### Your task:
Whenever the string "during" appears in a line below, please copy the line out.

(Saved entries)
== Segment start ==
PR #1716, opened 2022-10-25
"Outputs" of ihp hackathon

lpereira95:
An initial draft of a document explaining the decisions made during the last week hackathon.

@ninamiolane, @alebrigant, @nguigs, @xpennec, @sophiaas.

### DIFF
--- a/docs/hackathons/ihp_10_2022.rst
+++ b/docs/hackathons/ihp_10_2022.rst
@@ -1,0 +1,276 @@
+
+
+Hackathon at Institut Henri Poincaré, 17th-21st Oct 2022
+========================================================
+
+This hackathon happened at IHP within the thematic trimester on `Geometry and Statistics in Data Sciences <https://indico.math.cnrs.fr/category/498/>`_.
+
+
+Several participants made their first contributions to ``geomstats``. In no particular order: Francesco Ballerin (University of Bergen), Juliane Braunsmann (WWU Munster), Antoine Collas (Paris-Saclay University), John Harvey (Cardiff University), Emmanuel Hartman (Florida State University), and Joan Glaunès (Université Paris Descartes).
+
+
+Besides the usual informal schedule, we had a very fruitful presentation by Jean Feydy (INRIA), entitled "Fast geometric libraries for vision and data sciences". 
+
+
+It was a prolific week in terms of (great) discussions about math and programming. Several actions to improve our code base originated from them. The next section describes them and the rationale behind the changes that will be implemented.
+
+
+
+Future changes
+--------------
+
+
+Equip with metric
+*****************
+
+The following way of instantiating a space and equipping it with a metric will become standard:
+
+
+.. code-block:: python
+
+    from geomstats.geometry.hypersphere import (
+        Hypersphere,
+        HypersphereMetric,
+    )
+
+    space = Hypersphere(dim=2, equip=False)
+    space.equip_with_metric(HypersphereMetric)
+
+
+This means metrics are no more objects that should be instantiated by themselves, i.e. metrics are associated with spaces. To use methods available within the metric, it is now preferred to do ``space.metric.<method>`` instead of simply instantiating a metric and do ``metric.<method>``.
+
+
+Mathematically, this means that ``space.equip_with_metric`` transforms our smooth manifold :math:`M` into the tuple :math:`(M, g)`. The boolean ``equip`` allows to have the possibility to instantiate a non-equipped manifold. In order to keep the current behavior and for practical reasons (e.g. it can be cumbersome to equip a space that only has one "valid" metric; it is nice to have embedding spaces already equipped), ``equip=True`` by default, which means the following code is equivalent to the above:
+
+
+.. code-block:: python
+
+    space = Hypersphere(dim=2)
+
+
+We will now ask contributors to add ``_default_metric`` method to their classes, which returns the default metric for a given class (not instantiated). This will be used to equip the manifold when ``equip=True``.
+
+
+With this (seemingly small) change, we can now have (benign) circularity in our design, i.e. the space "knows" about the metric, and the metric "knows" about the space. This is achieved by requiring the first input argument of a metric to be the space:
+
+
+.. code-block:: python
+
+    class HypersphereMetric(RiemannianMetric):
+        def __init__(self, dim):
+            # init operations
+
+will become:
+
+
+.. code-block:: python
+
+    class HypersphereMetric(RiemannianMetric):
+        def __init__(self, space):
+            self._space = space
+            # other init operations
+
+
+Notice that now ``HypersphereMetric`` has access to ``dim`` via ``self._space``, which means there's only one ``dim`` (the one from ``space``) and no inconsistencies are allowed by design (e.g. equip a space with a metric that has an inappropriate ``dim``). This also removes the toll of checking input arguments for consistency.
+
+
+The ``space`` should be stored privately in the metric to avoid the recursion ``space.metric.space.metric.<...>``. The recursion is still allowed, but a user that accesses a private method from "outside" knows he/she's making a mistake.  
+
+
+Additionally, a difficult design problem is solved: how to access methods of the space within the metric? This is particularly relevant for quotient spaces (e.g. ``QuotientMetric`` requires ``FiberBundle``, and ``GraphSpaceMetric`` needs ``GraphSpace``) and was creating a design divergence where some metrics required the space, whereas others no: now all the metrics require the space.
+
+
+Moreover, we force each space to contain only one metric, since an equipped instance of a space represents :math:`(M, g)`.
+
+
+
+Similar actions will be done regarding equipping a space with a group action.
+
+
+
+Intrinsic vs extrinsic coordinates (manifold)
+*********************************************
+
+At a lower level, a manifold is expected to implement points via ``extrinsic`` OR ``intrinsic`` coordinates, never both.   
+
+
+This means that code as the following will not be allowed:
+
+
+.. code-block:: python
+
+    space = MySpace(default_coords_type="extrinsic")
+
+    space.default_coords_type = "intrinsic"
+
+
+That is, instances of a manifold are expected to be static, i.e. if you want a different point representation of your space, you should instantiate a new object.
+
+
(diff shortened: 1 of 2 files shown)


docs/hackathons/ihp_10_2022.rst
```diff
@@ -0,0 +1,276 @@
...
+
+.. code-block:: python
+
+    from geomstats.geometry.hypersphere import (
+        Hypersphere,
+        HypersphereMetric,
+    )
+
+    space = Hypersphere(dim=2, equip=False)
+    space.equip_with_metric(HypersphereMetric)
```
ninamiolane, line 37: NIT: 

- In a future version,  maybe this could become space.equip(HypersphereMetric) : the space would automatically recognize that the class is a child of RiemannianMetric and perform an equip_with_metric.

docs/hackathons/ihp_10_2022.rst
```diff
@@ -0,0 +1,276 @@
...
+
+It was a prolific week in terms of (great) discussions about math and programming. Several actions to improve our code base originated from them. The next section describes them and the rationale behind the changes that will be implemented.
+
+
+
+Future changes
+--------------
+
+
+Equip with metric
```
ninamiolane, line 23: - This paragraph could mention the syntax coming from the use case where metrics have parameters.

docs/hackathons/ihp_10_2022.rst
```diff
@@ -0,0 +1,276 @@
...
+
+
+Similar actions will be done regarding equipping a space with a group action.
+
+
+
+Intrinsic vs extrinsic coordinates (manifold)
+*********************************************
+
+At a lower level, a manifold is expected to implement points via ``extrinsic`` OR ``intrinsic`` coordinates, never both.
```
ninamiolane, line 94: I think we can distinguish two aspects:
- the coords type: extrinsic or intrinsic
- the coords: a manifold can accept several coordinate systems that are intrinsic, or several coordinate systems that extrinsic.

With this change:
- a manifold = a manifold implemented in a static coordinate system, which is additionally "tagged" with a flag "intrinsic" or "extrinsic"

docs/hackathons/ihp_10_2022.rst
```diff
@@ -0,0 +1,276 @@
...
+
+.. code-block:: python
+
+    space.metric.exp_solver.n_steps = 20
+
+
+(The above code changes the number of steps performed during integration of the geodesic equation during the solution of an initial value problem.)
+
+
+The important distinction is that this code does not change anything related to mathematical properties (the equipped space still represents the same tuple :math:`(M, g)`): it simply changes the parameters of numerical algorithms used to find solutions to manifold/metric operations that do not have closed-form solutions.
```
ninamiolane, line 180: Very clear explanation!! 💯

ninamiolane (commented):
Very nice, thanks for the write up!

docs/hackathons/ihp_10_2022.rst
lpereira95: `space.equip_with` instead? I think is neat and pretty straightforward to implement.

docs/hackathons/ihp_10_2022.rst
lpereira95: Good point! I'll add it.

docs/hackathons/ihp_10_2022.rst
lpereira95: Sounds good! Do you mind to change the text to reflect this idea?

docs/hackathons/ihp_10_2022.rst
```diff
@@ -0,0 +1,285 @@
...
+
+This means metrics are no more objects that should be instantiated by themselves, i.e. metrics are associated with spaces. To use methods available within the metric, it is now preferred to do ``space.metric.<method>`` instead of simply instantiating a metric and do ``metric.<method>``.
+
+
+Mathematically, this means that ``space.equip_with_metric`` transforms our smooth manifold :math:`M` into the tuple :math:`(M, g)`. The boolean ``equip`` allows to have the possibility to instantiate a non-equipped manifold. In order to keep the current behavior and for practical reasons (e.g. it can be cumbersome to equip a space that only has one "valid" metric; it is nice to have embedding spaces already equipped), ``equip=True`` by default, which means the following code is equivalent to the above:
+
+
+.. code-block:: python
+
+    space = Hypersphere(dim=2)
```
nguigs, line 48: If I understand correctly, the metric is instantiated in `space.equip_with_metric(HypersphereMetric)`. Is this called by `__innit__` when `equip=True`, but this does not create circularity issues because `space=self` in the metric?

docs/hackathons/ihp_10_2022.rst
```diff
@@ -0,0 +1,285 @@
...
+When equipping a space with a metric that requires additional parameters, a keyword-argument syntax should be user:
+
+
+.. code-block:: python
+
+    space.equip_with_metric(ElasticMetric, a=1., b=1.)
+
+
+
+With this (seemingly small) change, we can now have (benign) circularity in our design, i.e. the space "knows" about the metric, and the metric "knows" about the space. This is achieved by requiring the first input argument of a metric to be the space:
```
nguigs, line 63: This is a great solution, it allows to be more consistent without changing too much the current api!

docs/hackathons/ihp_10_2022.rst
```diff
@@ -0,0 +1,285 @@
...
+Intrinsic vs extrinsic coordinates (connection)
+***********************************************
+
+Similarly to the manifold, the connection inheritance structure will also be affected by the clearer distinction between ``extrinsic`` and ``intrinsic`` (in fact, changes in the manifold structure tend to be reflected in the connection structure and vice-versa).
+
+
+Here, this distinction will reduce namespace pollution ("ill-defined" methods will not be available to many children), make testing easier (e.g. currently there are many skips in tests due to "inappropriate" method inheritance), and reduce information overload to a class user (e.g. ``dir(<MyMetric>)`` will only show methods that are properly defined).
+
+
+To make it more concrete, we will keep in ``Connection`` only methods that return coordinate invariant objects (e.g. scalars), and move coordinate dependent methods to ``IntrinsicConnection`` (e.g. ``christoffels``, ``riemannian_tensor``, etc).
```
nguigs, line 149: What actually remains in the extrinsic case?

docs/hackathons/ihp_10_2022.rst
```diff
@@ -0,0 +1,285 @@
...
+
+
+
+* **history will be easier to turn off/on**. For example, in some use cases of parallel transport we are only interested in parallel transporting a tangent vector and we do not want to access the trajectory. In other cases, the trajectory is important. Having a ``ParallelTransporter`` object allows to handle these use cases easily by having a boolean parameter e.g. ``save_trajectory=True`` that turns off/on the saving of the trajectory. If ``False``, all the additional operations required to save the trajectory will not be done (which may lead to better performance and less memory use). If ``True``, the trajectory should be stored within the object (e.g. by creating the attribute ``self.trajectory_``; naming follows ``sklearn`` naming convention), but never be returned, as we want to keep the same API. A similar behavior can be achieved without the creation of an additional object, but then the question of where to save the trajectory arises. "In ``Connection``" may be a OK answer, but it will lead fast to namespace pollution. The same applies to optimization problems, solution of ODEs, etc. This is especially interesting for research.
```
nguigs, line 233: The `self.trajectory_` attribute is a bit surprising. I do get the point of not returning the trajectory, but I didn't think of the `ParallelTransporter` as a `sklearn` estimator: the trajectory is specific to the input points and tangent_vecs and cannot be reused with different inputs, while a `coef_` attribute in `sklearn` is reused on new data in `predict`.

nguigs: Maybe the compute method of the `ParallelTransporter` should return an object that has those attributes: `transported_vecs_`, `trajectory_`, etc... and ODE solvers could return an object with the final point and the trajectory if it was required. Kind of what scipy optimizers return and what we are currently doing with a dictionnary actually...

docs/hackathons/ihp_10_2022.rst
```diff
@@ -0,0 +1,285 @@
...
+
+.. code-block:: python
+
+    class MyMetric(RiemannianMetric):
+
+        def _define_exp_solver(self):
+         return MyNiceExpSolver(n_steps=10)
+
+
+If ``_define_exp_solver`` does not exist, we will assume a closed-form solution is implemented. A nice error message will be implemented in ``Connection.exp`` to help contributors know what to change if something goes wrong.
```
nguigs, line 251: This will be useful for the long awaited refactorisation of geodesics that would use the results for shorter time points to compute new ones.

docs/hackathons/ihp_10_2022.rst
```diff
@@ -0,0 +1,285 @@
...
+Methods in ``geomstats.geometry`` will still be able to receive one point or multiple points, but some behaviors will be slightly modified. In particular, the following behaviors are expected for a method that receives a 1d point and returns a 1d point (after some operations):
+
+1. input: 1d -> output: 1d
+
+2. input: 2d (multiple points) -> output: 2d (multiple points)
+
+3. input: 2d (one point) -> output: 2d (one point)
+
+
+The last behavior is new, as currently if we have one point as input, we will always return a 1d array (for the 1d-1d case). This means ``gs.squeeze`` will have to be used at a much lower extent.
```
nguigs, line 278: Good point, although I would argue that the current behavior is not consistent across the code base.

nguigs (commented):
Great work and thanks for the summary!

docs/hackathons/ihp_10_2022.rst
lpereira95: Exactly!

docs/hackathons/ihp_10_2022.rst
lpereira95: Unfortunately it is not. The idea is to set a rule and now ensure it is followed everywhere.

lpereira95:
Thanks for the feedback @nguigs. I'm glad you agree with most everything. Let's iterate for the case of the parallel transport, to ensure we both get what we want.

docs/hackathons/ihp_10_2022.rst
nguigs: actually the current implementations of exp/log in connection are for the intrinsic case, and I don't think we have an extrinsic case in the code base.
== Segment end ==
### Exercise answer:
An initial draft of a document explaining the decisions made during the last week hackathon.
+(The above code changes the number of steps performed during integration of the geodesic equation during the solution of an initial value problem.)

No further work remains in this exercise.